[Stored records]
PR #2758, opened 2026-08-17
fix(cluster): compare probe versions against the source the peer reports from

### LINKED ISSUE #2726: Cluster gate still compares mlx/mlx-lm dist-info against module constants, so #2705's asymmetry survives for two of three gated packages

hellodk:
Closes #2726. Follow-up to `78a14640`, which fixed this class of bug for `omlx` but left it for the other two gated packages.

## The skew

The peer reports mlx and mlx-lm as **module constants** — `probe.py:570-571`:

```python
    mlx_version=hardware.get_mlx_version(),      # mx.__version__
    mlx_lm_version=hardware.get_mlx_lm_version(), # mlx_lm.__version__
```

The coordinator compared those against `_local_runtime_versions()`, which resolves both through `importlib.metadata`. So for 2 of the 3 gated packages the probe gate is still local-dist-info against remote-module-constant — exactly the shape #2705 removed for `omlx`. An editable or nightly install whose dist-info has drifted from the loaded module blocks two ranks running identical code, with `mlx-lm` in the message instead of `omlx`.

**The two remote paths also disagreed with each other.** `_PREFLIGHT_SCRIPT` calls `m.version(name)` on the peer, so `preflight_remote_hosts` was already metadata-on-both-ends and symmetric; only `probe_remote_host` was skewed. The same pair of Macs could pass one gate and fail the other.

## The change

Rather than force both remotes onto a single source — which would mean rewriting the preflight string that runs on someone else's machine — each comparison now reads the local side the way its own remote does:

- `_local_runtime_versions()` stays metadata, matching `_PREFLIGHT_SCRIPT`
- new `_local_probe_versions()` mirrors `probe.py`, and `probe_remote_host` uses it

`omlx` continues to come from the source tree in both, so #2705's fix is untouched.

## Sentinel

`hardware.get_mlx_version()` returns `"Unknown"` on failure while `_package_version` returns `"unknown"`. With mlx absent from both ends the gate reported

```
mlx local=unknown remote=Unknown
```

— a mismatch between two ranks in the same state, on capitalisation alone. Reading both sides through the same helper settles it; there is a test pinning that case.

## Tests

New `tests/test_cluster_probe_version_source.py` (6 tests):

- the probe path reads mlx/mlx-lm from the module, the preflight path still from metadata
- two identical nodes pass the probe gate when dist-info has drifted
- a genuine mlx difference is still blocking
- mlx missing on both ends is not a mismatch
- both local sources still agree about `omlx`

Three of the six fail with the one-line change reverted.

Existing peer-probe fixtures in `test_cluster_launch.py` and `test_cluster_interpreter_parity.py` move to the new helper. They were assembling a fake *probe* payload out of metadata, which no real probe would ever report — the reason this skew had no failing test. Preflight fixtures are deliberately left on `_local_runtime_versions()`.

## Verification

`927 passed` on an M-series Mac (Python 3.12.13, full `-k 'cluster or build_ref'` selection over `tests/`).

### DIFF
--- a/omlx/cluster/launch.py
+++ b/omlx/cluster/launch.py
@@ -28,6 +28,8 @@ from dataclasses import dataclass
 from pathlib import Path
 from typing import Any
 
+from omlx.utils import hardware
+
 from .deployment import ClusterDeployment, validate_ssh_target
 from .liveness import read_marker, read_remote_marker
 from .models import CLUSTER_PROTOCOL_VERSION
@@ -178,10 +180,35 @@ def _package_version(name: str) -> str:
 
 
 def _local_runtime_versions() -> dict[str, str]:
+    """Versions as ``_PREFLIGHT_SCRIPT`` reads them on the peer: metadata."""
+
     return {
         "omlx": _package_version("omlx"),
         "mlx": _package_version("mlx"),
         "mlx-lm": _package_version("mlx-lm"),
+    }
+
+
+def _local_probe_versions() -> dict[str, str]:
+    """Versions as ``probe.py`` reads them on the peer: module constants.
+
+    The two remote paths report differently. ``_PREFLIGHT_SCRIPT`` calls
+    ``importlib.metadata.version``, while ``probe.py`` reports
+    ``mx.__version__`` / ``mlx_lm.__version__`` through these helpers. Comparing
+    a probe result against metadata therefore repeated the #2705 bug for mlx and
+    mlx-lm: an editable or nightly install whose dist-info has drifted from the
+    module blocks two ranks running identical code (#2726).
+
+    Each comparison now reads the local side the same way its own remote does.
+    That also keeps the missing-value sentinel consistent — these return
+    ``"Unknown"`` where ``_package_version`` returns ``"unknown"``, and the two
+    spellings used to read as a mismatch between two ranks that both lacked mlx.
+    """
+
+    return {
+        "omlx": _package_version("omlx"),
+        "mlx": hardware.get_mlx_version(),
+        "mlx-lm": hardware.get_mlx_lm_version(),
     }
 
 
@@ -1302,7 +1329,9 @@ def probe_remote_host(
     # binary.  Reusing that binary directly loses the launcher's PYTHONPATH;
     # carry forward the exact executable that passed this probe instead.
     runtime["python_executable"] = effective_python
-    expected = _local_runtime_versions()
+    # probe.py reports mlx/mlx-lm as module constants, so read ours the same
+    # way rather than from dist-info (#2726).
+    expected = _local_probe_versions()
     remote_versions = {
         "omlx": runtime.get("omlx_version"),
         "mlx": runtime.get("mlx_version"),
--- a/tests/test_cluster_interpreter_parity.py
+++ b/tests/test_cluster_interpreter_parity.py
@@ -21,6 +21,7 @@ from test_cluster_launch import _deployment
 from omlx.cluster import launch
 from omlx.cluster.launch import (
     DistributedLaunchError,
+    _local_probe_versions,
     _local_runtime_versions,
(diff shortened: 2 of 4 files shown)


jundot:
Thanks for the fix. I checked the skew against the tree, probe.py does report mlx/mlx-lm as module constants while probe_remote_host compared them against dist-info, and preflight is metadata on both ends, so keeping each comparison symmetric with its own remote instead of rewriting the preflight script looks like the right call. I also reran the new tests with the one-line change reverted and got the same 3 failures, so the fix is properly pinned. Merging.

■ What is required
Repeat each record above precisely as written.

■ Task result
PR #2758, opened 2026-08-17
fix(cluster): compare probe versions against the source the peer reports from

### LINKED ISSUE #2726: Cluster gate still compares mlx/mlx-lm dist-info against module constants, so #2705's asymmetry survives for two of three gated packages

hellodk:
Closes #2726. Follow-up to `78a14640`, which fixed this class of bug for `omlx` but left it for the other two gated packages.

## The skew

The peer reports mlx and mlx-lm as **module constants** — `probe.py:570-571`:

```python
    mlx_version=hardware.get_mlx_version(),      # mx.__version__
    mlx_lm_version=hardware.get_mlx_lm_version(), # mlx_lm.__version__
```

The coordinator compared those against `_local_runtime_versions()`, which resolves both through `importlib.metadata`. So for 2 of the 3 gated packages the probe gate is still local-dist-info against remote-module-constant — exactly the shape #2705 removed for `omlx`. An editable or nightly install whose dist-info has drifted from the loaded module blocks two ranks running identical code, with `mlx-lm` in the message instead of `omlx`.

**The two remote paths also disagreed with each other.** `_PREFLIGHT_SCRIPT` calls `m.version(name)` on the peer, so `preflight_remote_hosts` was already metadata-on-both-ends and symmetric; only `probe_remote_host` was skewed. The same pair of Macs could pass one gate and fail the other.

## The change

Rather than force both remotes onto a single source — which would mean rewriting the preflight string that runs on someone else's machine — each comparison now reads the local side the way its own remote does:

- `_local_runtime_versions()` stays metadata, matching `_PREFLIGHT_SCRIPT`
- new `_local_probe_versions()` mirrors `probe.py`, and `probe_remote_host` uses it

`omlx` continues to come from the source tree in both, so #2705's fix is untouched.

## Sentinel

`hardware.get_mlx_version()` returns `"Unknown"` on failure while `_package_version` returns `"unknown"`. With mlx absent from both ends the gate reported

```
mlx local=unknown remote=Unknown
```

— a mismatch between two ranks in the same state, on capitalisation alone. Reading both sides through the same helper settles it; there is a test pinning that case.

## Tests

New `tests/test_cluster_probe_version_source.py` (6 tests):

- the probe path reads mlx/mlx-lm from the module, the preflight path still from metadata
- two identical nodes pass the probe gate when dist-info has drifted
- a genuine mlx difference is still blocking
- mlx missing on both ends is not a mismatch
- both local sources still agree about `omlx`

Three of the six fail with the one-line change reverted.

Existing peer-probe fixtures in `test_cluster_launch.py` and `test_cluster_interpreter_parity.py` move to the new helper. They were assembling a fake *probe* payload out of metadata, which no real probe would ever report — the reason this skew had no failing test. Preflight fixtures are deliberately left on `_local_runtime_versions()`.

## Verification

`927 passed` on an M-series Mac (Python 3.12.13, full `-k 'cluster or build_ref'` selection over `tests/`).

### DIFF
--- a/omlx/cluster/launch.py
+++ b/omlx/cluster/launch.py
@@ -28,6 +28,8 @@ from dataclasses import dataclass
 from pathlib import Path
 from typing import Any
 
+from omlx.utils import hardware
+
 from .deployment import ClusterDeployment, validate_ssh_target
 from .liveness import read_marker, read_remote_marker
 from .models import CLUSTER_PROTOCOL_VERSION
@@ -178,10 +180,35 @@ def _package_version(name: str) -> str:
 
 
 def _local_runtime_versions() -> dict[str, str]:
+    """Versions as ``_PREFLIGHT_SCRIPT`` reads them on the peer: metadata."""
+
     return {
         "omlx": _package_version("omlx"),
         "mlx": _package_version("mlx"),
         "mlx-lm": _package_version("mlx-lm"),
+    }
+
+
+def _local_probe_versions() -> dict[str, str]:
+    """Versions as ``probe.py`` reads them on the peer: module constants.
+
+    The two remote paths report differently. ``_PREFLIGHT_SCRIPT`` calls
+    ``importlib.metadata.version``, while ``probe.py`` reports
+    ``mx.__version__`` / ``mlx_lm.__version__`` through these helpers. Comparing
+    a probe result against metadata therefore repeated the #2705 bug for mlx and
+    mlx-lm: an editable or nightly install whose dist-info has drifted from the
+    module blocks two ranks running identical code (#2726).
+
+    Each comparison now reads the local side the same way its own remote does.
+    That also keeps the missing-value sentinel consistent — these return
+    ``"Unknown"`` where ``_package_version`` returns ``"unknown"``, and the two
+    spellings used to read as a mismatch between two ranks that both lacked mlx.
+    """
+
+    return {
+        "omlx": _package_version("omlx"),
+        "mlx": hardware.get_mlx_version(),
+        "mlx-lm": hardware.get_mlx_lm_version(),
     }
 
 
@@ -1302,7 +1329,9 @@ def probe_remote_host(
     # binary.  Reusing that binary directly loses the launcher's PYTHONPATH;
     # carry forward the exact executable that passed this probe instead.
     runtime["python_executable"] = effective_python
-    expected = _local_runtime_versions()
+    # probe.py reports mlx/mlx-lm as module constants, so read ours the same
+    # way rather than from dist-info (#2726).
+    expected = _local_probe_versions()
     remote_versions = {
         "omlx": runtime.get("omlx_version"),
         "mlx": runtime.get("mlx_version"),
--- a/tests/test_cluster_interpreter_parity.py
+++ b/tests/test_cluster_interpreter_parity.py
@@ -21,6 +21,7 @@ from test_cluster_launch import _deployment
 from omlx.cluster import launch
 from omlx.cluster.launch import (
     DistributedLaunchError,
+    _local_probe_versions,
     _local_runtime_versions,
(diff shortened: 2 of 4 files shown)


jundot:
Thanks for the fix. I checked the skew against the tree, probe.py does report mlx/mlx-lm as module constants while probe_remote_host compared them against dist-info, and preflight is metadata on both ends, so keeping each comparison symmetric with its own remote instead of rewriting the preflight script looks like the right call. I also reran the new tests with the one-line change reverted and got the same 3 failures, so the fix is properly pinned. Merging.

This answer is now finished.